The provider-facts live in `dispatch_relay.core` (one place, never duplicated per backend):

- `DEFAULTS: dict[str, str]` — the abstract-key → model-id table. The core passes `default=DEFAULTS[key]` into `ConfigSource.resolve`.
- `extract_usage(provider, raw) → UsageRecord | None` — the single place that knows each provider's usage-from-raw shape. **Anthropic dual-path**: prefer `raw.response_metadata["usage"]` (the uncached remainder), fall back to `raw.usage_metadata` only if absent (using the wrong one double-counts). The **model name** comes from `raw.response_metadata["model_name"]` (both Anthropic and Gemini surface it there — a real LangChain `AIMessage` has no top-level `.model` attribute), falling back to `""`. Returns `None` when no usage metadata is present.
- `resolve_usage(response, provider, model) → UsageRecord | None` — the **locked reconciliation rule**: resolve `response.usage if response.usage is not None else extract_usage(provider, response.raw)`, then **stamp the authoritative `model`** — the dispatch call knows the configured `model`, so the dispatch-arg model always wins over whatever the raw echoed (via `dataclasses.replace`). Returns `None` unchanged when there's no usage (the subscription lane). `LLMResponse.usage` is a real escape hatch — a backend MAY pre-populate it; else the core extracts.

Both shipped backends return `LLMResponse(usage=None)`; the core extracts usage. The `DefaultDispatchBackend` derives `text` from `raw.content`: a `str` passes through; an Anthropic content **list** has its `type=="text"` blocks joined (non-text blocks skipped); anything else falls back to `str(raw)`. That fallback is only the default backend's degenerate case — real subscription backends (raws are **dicts**, not strings) construct `text` explicitly and pass `usage=None` with `billing="subscription"`.

## The pure cost model (`dispatch_relay.cost`)

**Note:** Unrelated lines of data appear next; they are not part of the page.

PR #1120, opened 2026-03-17
fix(agents): re-arm idempotent scheduleEvery alarms after restart

### LINKED ISSUE #1119: `scheduleEvery` idempotent path doesn't re-set the alarm after DO restart
## Summary

When a Durable Object restarts (eviction, local dev restart, etc.), calling `scheduleEvery()` with an existing schedule finds the row in `cf_agents_schedules` via the idempotent check and returns early — but doesn't call `_scheduleNextAlarm()`. The alarm that was backing the schedule is gone (lost with the previous DO instance), so the schedule never fires again.

This means any recurring schedule set with `scheduleEvery()` silently stops working after a DO restart.

## Steps to Reproduce

1. Create an Agent that uses `scheduleEvery(30, "someCallback")` in `onStart()`
2. Let it run — the callback fires every 30 seconds as expected
3. Restart the process (kill wrangler dev, or wait for DO eviction in production)
4. Access the DO again — `onStart()` fires, calls `scheduleEvery(30, "someCallback")`
5. The callback never fires again

You can verify the schedule row exists in `cf_agents_schedules` (with a `time` value in the past), but no alarm is set to trigger it.

## Root Cause

In `scheduleEvery()`, the idempotent path returns without calling `_scheduleNextAlarm()`:

After a restart, `ctx.storage.setAlarm()` from the previous instance is gone. The schedule row in SQLite persists, but nothing re-sets the alarm to back it.

## Suggested Fix

Add `_scheduleNextAlarm()` before the idempotent return

This is safe because `_scheduleNextAlarm()` just reads the soonest schedule time and calls `ctx.storage.setAlarm()` — it's idempotent itself.

whoiskatrin:
## Summary
- re-arm the Durable Object alarm when `scheduleEvery()` hits the idempotent existing-row path instead of silently returning with no backing alarm
- teach `_scheduleNextAlarm()` to recover overdue persisted schedules after restart while avoiding tight re-alarm loops for interval jobs that are still running
- add regression coverage for both lost-alarm and overdue-row interval schedules, plus a patch changeset for `agents`

## Testing
- `npm run test:workers -w agents -- src/tests/schedule.test.ts`
- `npm run check` 

## Reviewer Notes
- Root cause: the idempotent `scheduleEvery()` path could return an existing persisted interval row after restart without restoring the backing DO alarm, so the schedule silently stopped firing.
- The fix has two parts in `packages/agents/src/index.ts`: re-arm on the idempotent return path, and make `_scheduleNextAlarm()` recover overdue persisted rows after restart.
- The subtle guard is for interval rows with `running = 1`: we do not schedule them for immediate re-execution unless they are already past `hungScheduleTimeoutSeconds`, which avoids a tight alarm loop while a callback is still running.
- The new methods in `packages/agents/src/tests/agents/schedule.ts` are test-only helpers to inspect and clear alarm state inside Workers tests

Fixes #1119

### DIFF
--- a/packages/ai-chat/CHANGELOG.md
+++ b/packages/ai-chat/CHANGELOG.md
@@ -33,7 +33,6 @@
 - [#1013](https://github.com/cloudflare/agents/pull/1013) [`11aaaff`](https://github.com/cloudflare/agents/commit/11aaaffb89c375eba9bedf97074ced556dcdd0e7) Thanks [@threepointone](https://github.com/threepointone)! - Fix Gemini "missing thought_signature" error when using client-side tools with `addToolOutput`.
 
   The server-side message builder (`applyChunkToParts`) was dropping `providerMetadata` from tool-input stream chunks instead of storing it as `callProviderMetadata` on tool UIMessage parts. When `convertToModelMessages` later read the persisted messages for the continuation call, `callProviderMetadata` was undefined, so Gemini never received its `thought_signature` back and rejected the request.
-
   - Preserve `callProviderMetadata` (mapped from stream `providerMetadata`) on tool parts in `tool-input-start`, `tool-input-available`, and `tool-input-error` handlers — both create and update paths
   - Preserve `providerExecuted` on tool parts (used by `convertToModelMessages` for provider-executed tools like Gemini code execution)
   - Preserve `title` on tool parts (tool display name)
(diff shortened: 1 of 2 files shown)


threepointone:
this looks good to me, thanks @whoiskatrin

`estimate_cost(*, prompt, tier="flash", provider="gemini", output_tokens_max=1024, cache_hit_ratio=0.0, role="agents") -> dict` — a single source of cost truth. Pricing tables for Gemini / Anthropic / OpenAI, the Gemini Flex 50% rebate gate, Anthropic + OpenAI cache-ratio math. Zero deps.

## Usage

```python
from dispatch_relay import estimate_cost, DefaultConfigSource, DEFAULTS

DefaultConfigSource().resolve("gemini_flash", "council", DEFAULTS["gemini_flash"])
# -> "gemini-2.5-flash"  (env GEMINI_FLASH_MODEL wins if set)
estimate_cost(prompt=10_000, tier="sonnet", provider="anthropic", output_tokens_max=512)
```

## Authors

Pierre Samson and Claude. MIT licensed.